PR #1109, opened 2026-02-20
Add Swift supplementary outputs support

rjmansfield:
Implements support for generating Swift compiler supplementary output files (SIL, LLVM IR, and optimization records) for code size profiling and analysis.

### DIFF
--- a/Sources/SWBCore/SpecImplementations/Tools/SwiftCompiler.swift
+++ b/Sources/SWBCore/SpecImplementations/Tools/SwiftCompiler.swift
@@ -1439,6 +1439,12 @@ public final class SwiftCompilerSpec : CompilerSpec, SpecIdentifierType, SwiftDi
                 args.append("-emit-dependencies")
             }
 
+            let codesizeProfileEnabled = cbc.scope.evaluate(BuiltinMacros.ENABLE_CODESIZE_PROFILE)
+            let emitOptRecords = codesizeProfileEnabled || cbc.scope.evaluate(BuiltinMacros.SWIFT_EMIT_OPT_RECORDS)
+            if emitOptRecords {
+                args.append("-save-optimization-record")
+            }
+
             // Generate the .swiftmodule from this compilation to a known location.
             //
             // (We don't care about the intermediate partial swiftmodules, so leave those out of the output file map.)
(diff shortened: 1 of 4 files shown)


rjmansfield:
@swift-ci test

rjmansfield:
@swift-ci test

Sources/SWBCore/SpecImplementations/Tools/SwiftCompiler.swift
```diff
@@ -1439,6 +1439,12 @@ public final class SwiftCompilerSpec : CompilerSpec, SpecIdentifierType, SwiftDi
                 args.append("-emit-dependencies")
             }
 
+            let codesizeProfileEnabled = cbc.scope.evaluate(cbc.scope.namespace.parseString("$(ENABLE_CODESIZE_PROFILE)")) == "YES"
```
owenv: We should add ENABLE_CODESIZE_PROFILE to BuiltinMacros.swift and evaluate the constant defined there instead of parsing a string to evaluate here

Sources/SWBUniversalPlatform/Specs/Swift.xcspec
```diff
@@ -1173,6 +1173,59 @@
...
+                Condition = "$(ENABLE_CODESIZE_PROFILE) == YES";
+            },
+
+            {
+                Name = "SWIFT_EMIT_OPT_RECORDS";
+                Type = Boolean;
+                DefaultValue = NO;
+                CommandLineArgs = {
+                    YES = (
+                        "-save-optimization-record",
```
owenv: Since you've defined the flag here you shouldn't also need to add it in SwiftCompiler.xcspec

Sources/SWBUniversalPlatform/Specs/Swift.xcspec
```diff
@@ -1173,6 +1173,59 @@
...
+            {
+                Name = "SWIFT_EMIT_IR_FILES";
+                Type = Boolean;
+                DefaultValue = NO;
+            },
+
+            {
+                Name = "SWIFT_SIL_OUTPUT_DIR";
+                Type = Path;
+                Condition = "$(SWIFT_EMIT_SIL_FILES) == YES";
```
owenv: Since this doesn't apply any arguments in the spec itself this condition is a no-op, same for the examples below

Sources/SWBCore/SpecImplementations/Tools/SwiftCompiler.swift
```diff
@@ -2739,6 +2760,22 @@ public final class SwiftCompilerSpec : CompilerSpec, SpecIdentifierType, SwiftDi
                 let bitcodeFilePath = objectFileDir.join(objectFilePrefix + ".bc")
                 fileMapEntry.llvmBitcode = bitcodeFilePath.str
             }
+
+            if emitSIL {
+                let silFilePath = (silOutputDir ?? objectFileDir).join(objectFilePrefix + ".sil")
```
owenv: if silOutputDir is a directory, do we need to append the filename here or will the driver choose one?

Sources/SWBCore/SpecImplementations/Tools/SwiftCompiler.swift
```diff
@@ -2739,6 +2760,22 @@ public final class SwiftCompilerSpec : CompilerSpec, SpecIdentifierType, SwiftDi
                 let bitcodeFilePath = objectFileDir.join(objectFilePrefix + ".bc")
                 fileMapEntry.llvmBitcode = bitcodeFilePath.str
             }
+
+            if emitSIL {
```
owenv: Can this code move into computeOutputFileMapContents instead of createCommonFileEntry so we don't need to sometimes `nil`-out the SIL entry below?

Sources/SWBCore/SpecImplementations/Tools/SwiftCompiler.swift
rjmansfield: We need to append the filename here. The driver treats output file map entries as full file paths.

rjmansfield:
@swift-ci test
* * *
* Action item: Every line with the word "here" in it should be copied from the listing above.

* Written answer:
owenv: We should add ENABLE_CODESIZE_PROFILE to BuiltinMacros.swift and evaluate the constant defined there instead of parsing a string to evaluate here
owenv: Since you've defined the flag here you shouldn't also need to add it in SwiftCompiler.xcspec
owenv: if silOutputDir is a directory, do we need to append the filename here or will the driver choose one?
rjmansfield: We need to append the filename here. The driver treats output file map entries as full file paths.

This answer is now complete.